What you need to do - Go through the data line by line from the top, retyping each exactly, and end with the line that contains "already fixed in".

*** Dataset entries ***

PR #2069, opened 2023-04-28
MGMT-12656: CIM: Append table actions to content-scrollable element

rawagner:
This will work only on OCP 4.13 as we need latest pf/react-table


jtomasek (approved):

rawagner:
already fixed in master by https://github.com/openshift-assisted/assisted-installer-ui/pull/1919. Closing

PR #2094, opened 2023-05-05
MGMT-14508 - Slowness in search text

jgyselov:
https://issues.redhat.com/browse/MGMT-14508

- An unnecessary dependency list item was causing the UI to make the requests twice. I couldn't reproduce the "slowness in text search" issue that was reported, but this fix should improve the experience, too.
- Moved the loader from the modal contents to the header
- When two requests are made close to each other, the first one gets aborted (removes flashing)

**New video:**

https://github.com/openshift-assisted/assisted-installer-ui/assets/87187179/33134c20-f452-4902-9b77-73a81b1d512c


ammont82 (approved):

ammont82 (dismissed):

libs/ui-lib/lib/common/components/ui/eventsModal.tsx
```diff
@@ -80,9 +89,17 @@ export const EventsModal = ({
   fallbackEventsURL,
 }: EventsModalProps) => {
   const { t } = useTranslation();
+  const [isLoading, setLoading] = useStateSafely(true);
+
   return (
     <Modal
-      title={title}
+      header={
+        <>
```
jkilzi, line 97: Do we need the fragment here?

jgyselov: Probably not.

jkilzi (approved):

ammont82 (approved):

PR #2095, opened 2023-05-05
Change the API alerts position in the "Add hosts" modal

jgyselov:
https://issues.redhat.com/browse/MGMT-14177

**Before:**

image

**After:**

image

I added a dismiss button because the SSH key error can be quite lengthy:

image


nirfarkas:
@jgyselov I don't think this should be dismissible. We will need to address the content of the errors though.

PR #2103, opened 2023-05-08
Adds the latest translations for ko,ja,zh

jkilzi:


jtomasek:
Let's hold this one, we're still syncing 2.8-cim branch with master so this PR may not be needed.

PR #2114, opened 2023-05-11
MGMT-14574: CIM: Allow empty proxy fields

rawagner:


ammont82 (dismissed):

jtomasek (dismissed):

ammont82 (dismissed):

libs/ui-lib/lib/common/components/clusterConfiguration/DiscoveryImageConfigForm.tsx
```diff
@@ -51,14 +51,15 @@ export const StaticIPInfo: React.FC = () => {
...
 
-const validationSchema = Yup.lazy<DiscoveryImageFormValues>((values) =>
-  Yup.object<DiscoveryImageFormValues>().shape({
-    sshPublicKey: sshPublicKeyValidationSchema,
-    httpProxy: httpProxyValidationSchema(values, 'httpsProxy'),
-    httpsProxy: httpProxyValidationSchema(values, 'httpProxy'), // share the schema, httpS is currently not supported
-    noProxy: noProxyValidationSchema,
-  }),
-);
+const validationSchema = (allowEmpty: boolean) =>
```
mareklibra, line 54: nit:
```suggestion
const getValidationSchema = (allowEmpty: boolean) =>
```

libs/ui-lib/lib/common/components/ui/formik/validationSchemas.ts
```diff
@@ -507,14 +507,12 @@ const httpProxyValidationMessage = 'Provide a valid HTTP URL.';
...
   pairValueName: 'httpProxy' | 'httpsProxy',
-) =>
-  Yup.string()
-    .test(
-      'http-proxy-no-empty-validation',
-      'At least one of the HTTP or HTTPS proxy URLs is required.',
-      (value) => Boolean(!values.enableProxy || value || values[pairValueName]),
-    )
-    .test('http-proxy-validation', httpProxyValidationMessage, (value: string) => {
+  allowEmpty?: boolean,
```
mareklibra, line 510: About codestyle only: having an optional boolean param is not good for the maintenance since we can not add more params later and it is not a big deal to pass `false` here now.
In addition, it makes sense to review other usages of that and decide about the value there.

libs/ui-lib/lib/common/components/clusterConfiguration/DiscoveryImageConfigForm.tsx
rawagner: fixed

libs/ui-lib/lib/common/components/ui/formik/validationSchemas.ts
rawagner: I've changed the input params to be an object. Which still enables us to have optional params & add more later :)
All other usages of the `httpProxyValidationSchema` were reviewed.

mareklibra (approved):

***

Your response -
PR #2069, opened 2023-04-28
MGMT-12656: CIM: Append table actions to content-scrollable element

rawagner:
This will work only on OCP 4.13 as we need latest pf/react-table


jtomasek (approved):

rawagner:
already fixed in master by https://github.com/openshift-assisted/assisted-installer-ui/pull/1919. Closing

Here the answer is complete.